【7月28日 AFP】パキスタンで25日に行われた国民議会(下院)総選挙で、同国の選挙管理委員会は27日、クリケットの元スター選手、イムラン・カーン(Imran Khan)氏(65)が率いる野党・パキスタン正義運動(PTI)が大勝したとの開票結果を発表した。ただ単独過半数の獲得にはならず、他党との連立政権を樹立する必要がある。同選挙は国外の監視機関から不正の疑いが指摘されており、各主要政党はこの結果を拒絶し、選挙のやり直しを要求した。

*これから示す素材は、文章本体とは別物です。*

PR #8310, opened 2025-07-15
[Model Monitoring] Add committed offset and lag stats to `function-summaries` API [V3IO]

Eyal-Danieli:
Add stream statistics to the function summaries APIs. This PR includes the following changes:

- Implementing [Get Stream Shard Lags API](https://docs.nuclio.io/en/latest/reference/api/README.html#get-v3io-stream-shard-lags) in the async nuclio client.
- Adding stream statistics into both the function summaries and function summary APIs. In the function summary API, stats are presented per shard while in the function summaries API, stats are aggregated per function.
- Currently this PR supports only `v3io stream`. Support for `kafka` will be added in a future update.

https://iguazio.atlassian.net/browse/ML-9949


server/py/services/api/crud/model_monitoring/deployment.py
```diff
@@ -948,6 +968,66 @@ def _get_function_summary_infra(
...
+    ):
+        """
+        Enrich the function with stream stats.
+        :param function_summaries: List of `FunctionSummary` objects to enrich with stream stats.
+        :param agg_stats: If True, aggregate the stream stats by function name.
+        """
+
+        if isinstance(
+            self._stream_profile, mlrun.datastore.datastore_profile.DatastoreProfileV3io
+        ):
```
rokatyy, line 986:
```suggestion
        if not isinstance(
            self._stream_profile, mlrun.datastore.datastore_profile.DatastoreProfileV3io
        ):
           return
```

rokatyy (approved):
LGTM, just a minor suggestion

server/py/services/api/crud/model_monitoring/deployment.py
Eyal-Danieli: It's correct that currently we only support `v3io` but in a few days we’ll add another PR that incldues `kafka` support as well. Therefore, it makes more sense to keep the current structure and later extend it with an `else`, something like:
```
        if isinstance(
            self._stream_profile, mlrun.datastore.datastore_profile.DatastoreProfileV3io
        ):
            # V3IO
            async with framework.utils.clients.async_nuclio.Client(
                self.auth_info
            ) as client: ...
       else:
           # kafka 
            import kafka...
```

rokatyy: @Eyal-Danieli got it 👍

server/py/services/api/crud/model_monitoring/deployment.py
```diff
@@ -948,6 +968,66 @@ def _get_function_summary_infra(
                 )
         return function_summaries_list, base_period
 
+    async def _enrich_with_stream_stats(
+        self,
+        function_summaries: typing.Optional[
+            list[mlrun.common.schemas.model_monitoring.FunctionSummary]
+        ],
+        agg_stats: bool = True,
+    ):
```
assaf758: return type

server/py/services/api/crud/model_monitoring/deployment.py
```diff
@@ -948,6 +968,66 @@ def _get_function_summary_infra(
...
+                        container_name=container,
+                    )
+
+                    stream_stats = stream_stats.get(
+                        f"{container}/{stream_path}", {}
+                    ).get("serving", {})
+                    if stream_stats and agg_stats:
+                        lag = 0
+                        committed = 0
+                        for shard, stats in stream_stats.items():
```
assaf758: shard is unused - can be removed

tests/system/model_monitoring/test_app.py
```diff
@@ -739,8 +739,21 @@ def _test_function_summaries(self) -> None:
...
+
+            evidently_stats = evidently_func_summary.stats
+
+            assert evidently_stats["potential_detection"] == 1
+            assert evidently_stats["detected"] == 0
+
+            # check the stream stats if stream is v3io
+            if isinstance(self.mm_stream_profile, DatastoreProfileV3io):
+                assert evidently_stats["stream_stats"]
+                assert evidently_stats["stream_stats"]["committed"] == 1
```
assaf758, line 751: do you have a test for when you don't aggregate across the shards/partitions?

Eyal-Danieli: yes, the second part of the test which is based on the `function summary API` (and not `function summaries`) - https://github.com/mlrun/mlrun/pull/8310/files/184cdd6f9979ea70e89ea98d71ee3c14250418e3#diff-ffeb62cf7cad099646f03479931c0c5b709ca6697d6fd05836cb18e7d26a3569R794-R809

assaf758 (approved):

 今回の選挙では、強力な実権を持つ軍がカーン氏に有利になるよう仕向けようとしているとの批判が投票の数か月間前から広まり、「パキスタンで最も汚れた選挙」との烙印が押されている。欧州連合(EU)の選挙監視団は「機会の公平において重要な欠点」があったと懸念を表明。2013年の前回選挙ほど「良くない」とした。

 パキスタン選挙管理委員会(ECP)の27日の発表によれば、一部を残し票の集計が終わった段階で、カーン氏率いるPTIは116議席を獲得して他党を大きくリードしており、第1党となる。だがPTIの獲得議席は単独政権に必要な137には届かなかった。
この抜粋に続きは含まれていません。